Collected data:
..............................

PR #275, opened 2023-05-22
Add custom annotation to track method execution

prakhar10:
### :link: Related Issues


waggle-dance-core/src/main/resources/log4j2.xml
```diff
@@ -0,0 +1,30 @@
+<?xml version="1.0" encoding="UTF-8"?>
```
patduin, line 1: there should not be any log4j config file here please remove, this is created by the packaging module: https://github.com/ExpediaGroup/waggle-dance/blob/main/waggle-dance/src/main/resources/log4j2.xml

patduin (changes requested):
This will generate way too many log messages with most of them not being very informative.

patduin:
Talked offline, gonna close this till we have a better understanding.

..............................

REQUIRED WORK
Show all lines from the data above in which the word "main" appears.

ANSWER
waggle-dance-core/src/main/resources/log4j2.xml
patduin, line 1: there should not be any log4j config file here please remove, this is created by the packaging module: https://github.com/ExpediaGroup/waggle-dance/blob/main/waggle-dance/src/main/resources/log4j2.xml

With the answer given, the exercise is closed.